Des gardés à vue atteints du Covid-19 libérés car les policiers refusent de les escorter

Le 19 mai dernier, un couple atteint par le Covid-19 a été arrêté à Aulnay-sous-Bois, près de Paris, pour une grosse escroquerie, rapporte Le Parisien. Le conjoint aurait réceptionné de la marchandise en provenance de Belgique via une commande émise par une société fictive qui ne payait jamais sa dette. Après 20 heures au dépôt, les deux individus ont été relâchés, car des policiers ont refusé de les escorter chez le juge des libertés et de la détention.

Depuis quelques semaines, beaucoup de personnes placées en garde à vue ont indiqué être contaminées par le Covid-19. Pour la plupart, ceci était juste une ruse pour éviter le passage au commissariat ou au palais de justice. Pour un couple accusé d’escroquerie, ça ne l’était pas. 

En effet, lors de la perquisition à leur domicile ce mardi, la police a découvert que la conjointe était malade et en quatorzaine. Cette soignante venait d’être testée positive au coronavirus. Malgré tout, les forces de l’ordre lui ont demandé de s’habiller avant de l’emmener au commissariat avec son conjoint, présentant de fortes suspicions de Covid. Le couple a alors été placé en garde à vue.

L’homme âgé d’une trentaine d’années est suspecté d’avoir pris une part active dans l’escroquerie. De son côté, la conjointe se voit reprocher “un vol de trois cocottes-minute et une batterie externe”. 

Délai légal dépassé

Après leur garde à vue, les deux amoureux ont été déférés au tribunal de Bobigny dans l’attente de l’audience devant un juge des libertés et de la détention. Pendant ce temps, ils ont été placés au dépôt dans des cellules individuelles. 

En pleine pandémie, une seule personne par cellule est autorisée. Le couple a passé près de 20 heures au dépôt, le maximum autorisé par la loi, précise le quotidien français. Au moment d’être amené devant le juge, les policiers en charge de les escorter ont refusé de le faire. 
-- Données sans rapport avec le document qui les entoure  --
PR #309, opened 2024-02-03
Improve performance of mysql generator

jupp0r:
This change improves performance for generating mysql models for databases with large number of tables. In my local testing for a database with about 1000 tables and 140k columns, generation time was reduced from about 1h to less than one second.


go-jet:
Hi @jupp0r,

Whats your setup? Are you running MySQL 5.7 on a docker? Mac silicon?

> generation time was reduced from about 1h to less than one second.

One minut or one second?

generator/mysql/query_set.go
```diff
@@ -28,20 +32,45 @@ ORDER BY table_name;
...
+
+	for _, column := range columns {
+		tableIndex, ok := tableIndexLookup[column.TableName]
+		if !ok {
+			return nil, fmt.Errorf("table %s not found in the metadata for column %v+", column.TableName, column)
+		}
+
+		table := &tables[tableIndex]
+		table.Columns = append(table.Columns, column.Column)
 	}
```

Le délai légal ayant été dépassé, ils ont été remis en liberté. “C’est bien que des fonctionnaires aient dit non. C’est absurde de faire rentrer le virus dans un commissariat et dans un palais de justice. Le parquet marche sur la tête en déférant une personne placée en quatorzaine, inconnue de la police et suspectée d’un simple recel de cocottes-minute!”, a déclaré Yves Levano, leur avocat.

L’ensemble du dépôt va être désinfecté. “En ce moment, tous les box sont nettoyés tous les jours mais pas désinfectés”, a indiqué Virginie Marques, avocate de permanence. Selon elle, une des cellules a déjà été condamnée pour cause de gale.